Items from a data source

PR #6748, opened 2024-03-31
Fix trailing space checker to remove existing trailing spaces

ksco:
We rely on git diff to do trailing space checks, so to remove the trailing spaces in existing lines that may have been introduced by mistake, deletion lines should be excluded during the check.

Tested with following snippets:

```cmake
cmake_minimum_required(VERSION 3.0)
project(StringRegexMatchExample)

function(match_string_with_regex input_string regex_pattern)
    string(REGEX MATCH "${regex_pattern}" match_result "${input_string}")
    if(match_result)
        message("Match")
    else()
        message("Not match")
    endif()
endfunction()

set(regex_pattern "\n[+ ][^\n]* \n")

set(input_string "diff\n hello  \n")
match_string_with_regex("${input_string}" "${regex_pattern}")

set(input_string "diff\n+ \n")
match_string_with_regex("${input_string}" "${regex_pattern}")

set(input_string "diff\n  \n")
match_string_with_regex("${input_string}" "${regex_pattern}")

set(input_string "diff\n \n")
match_string_with_regex("${input_string}" "${regex_pattern}")

set(input_string "diff\n-hello  \n")
match_string_with_regex("${input_string}" "${regex_pattern}")

set(input_string "diff\n-  \n")
match_string_with_regex("${input_string}" "${regex_pattern}")

set(input_string "diff\n hello\n")
match_string_with_regex("${input_string}" "${regex_pattern}")

set(input_string "diff\n+hello\n-  \n")
match_string_with_regex("${input_string}" "${regex_pattern}")

set(input_string "diff\n hello\n-  \n")
match_string_with_regex("${input_string}" "${regex_pattern}")

set(input_string "diff\nhello\n")
match_string_with_regex("${input_string}" "${regex_pattern}")

set(input_string "diff\n\n")
match_string_with_regex("${input_string}" "${regex_pattern}")
```

Outputs:

```
Match
Match
Match
Not match
Not match
Not match
Not match
Not match
Not match
Not match
Not match
```

### DIFF
--- a/suite/runsuite.cmake
+++ b/suite/runsuite.cmake
@@ -316,9 +316,12 @@ endif ()
 # to get the diff and check it.  The vera++ rules do check C/C++ code.
 
 # Check for trailing space.  This is a diff with an initial column for +-,
-# so a blank line will have one space: thus we rule that out.
+# so we need to exclude the following cases:
+# 1. existing blank line will now have one space;
+# 2. lines starting with -.
+# We do this by matching lines that start with + or a space and end with a space.
 # The clang-format check will now find these in C files, but not non-C files.
-string(REGEX MATCH "[^\n] \n" match "${diff_contents}")
+string(REGEX MATCH "^[+ ].* \n" match "${diff_contents}")
 if (NOT "${match}" STREQUAL "")
   # Get more context
   string(REGEX MATCH "\n[^\n]+ \n" match "${diff_contents}")
--- a/suite/runsuite.cmake
+++ b/suite/runsuite.cmake
@@ -321,10 +321,8 @@ endif ()
 # 2. lines starting with -.
 # We do this by matching lines that start with + or a space and end with a space.
 # The clang-format check will now find these in C files, but not non-C files.
-string(REGEX MATCH "^[+ ].* \n" match "${diff_contents}")
+string(REGEX MATCH "\n[+ ][^\n]* \n" match "${diff_contents}")
 if (NOT "${match}" STREQUAL "")
-  # Get more context
-  string(REGEX MATCH "\n[^\n]+ \n" match "${diff_contents}")
   message(FATAL_ERROR "ERROR: diff contains trailing spaces: ${match}")
 endif ()
 
--- a/suite/runsuite.cmake
+++ b/suite/runsuite.cmake
@@ -321,6 +321,7 @@ endif ()
 # 2. lines starting with -.
 # We do this by matching lines that start with + or a space and end with a space.
 # The clang-format check will now find these in C files, but not non-C files.
+# The first line is always the diff header and can be safely skipped.
 string(REGEX MATCH "\n[+ ][^\n]* \n" match "${diff_contents}")
 if (NOT "${match}" STREQUAL "")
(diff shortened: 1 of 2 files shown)


suite/runsuite.cmake
```diff
@@ -316,9 +316,12 @@ endif ()
...
 
 # Check for trailing space.  This is a diff with an initial column for +-,
-# so a blank line will have one space: thus we rule that out.
+# so we need to exclude the following cases:
+# 1. existing blank line will now have one space;
+# 2. lines starting with -.
+# We do this by matching lines that start with + or a space and end with a space.
 # The clang-format check will now find these in C files, but not non-C files.
-string(REGEX MATCH "[^\n] \n" match "${diff_contents}")
+string(REGEX MATCH "^[+ ].* \n" match "${diff_contents}")
```
derekbruening, line 324: It would be good to describe how this was tested in the PR description: even including a couple small examples, to give confidence it works (e.g., unless I'm missing something with CMake's ^ handling, I assume this would fail on many small tests: maybe all tests since there's usually a header line in the diff).

derekbruening (changes requested):

suite/runsuite.cmake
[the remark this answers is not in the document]
ksco: Hmm, this is standard regex, right? I think the `[^\n]` part matches a character that is *not* a newline, so a line with exactly one space is excluded.

ksco: I did test the regex in a line-based regex evaluator and thought the CMake `string(REGEX MATCH` is also line-based. I'll do more tests in CMake to make sure this is working, sorry.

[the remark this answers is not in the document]
derekbruening: Yes right the original looks for a non-newline.

derekbruening: Unless the CMake regex has changed, I remember the ^ being fairly useless and having to check for \n all over the place in the regexes in our code.  https://groups.google.com/g/dynamorio-users/c/Yl5g5jM-NY8 says start of string, not start of line.

ksco: Thanks, yes, `^` indeed matches the start of the string, but what surprises me the most is `.` also matches `\n`. :O 
 Anyway, I submitted a fix and updated the PR description with test cases, should be good now. I should be more careful with CMake stuff.

suite/runsuite.cmake
```diff
@@ -316,12 +316,13 @@ endif ()
...
 
 # Check for trailing space.  This is a diff with an initial column for +-,
-# so a blank line will have one space: thus we rule that out.
+# so we need to exclude the following cases:
+# 1. existing blank line will now have one space;
+# 2. lines starting with -.
+# We do this by matching lines that start with + or a space and end with a space.
 # The clang-format check will now find these in C files, but not non-C files.
-string(REGEX MATCH "[^\n] \n" match "${diff_contents}")
+string(REGEX MATCH "\n[+ ][^\n]* \n" match "${diff_contents}")
```
derekbruening, line 324: This won't match the very first line but presumably there's always a header before the lines with actual content?  Maybe worth a comment.

derekbruening (approved):
Thank you for improving this check!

REQUIREMENT: Scan the entries above and show each line that contains the word "first".

RESPONSE TO THE EXERCISE:
+# The first line is always the diff header and can be safely skipped.
derekbruening, line 324: This won't match the very first line but presumably there's always a header before the lines with actual content?  Maybe worth a comment.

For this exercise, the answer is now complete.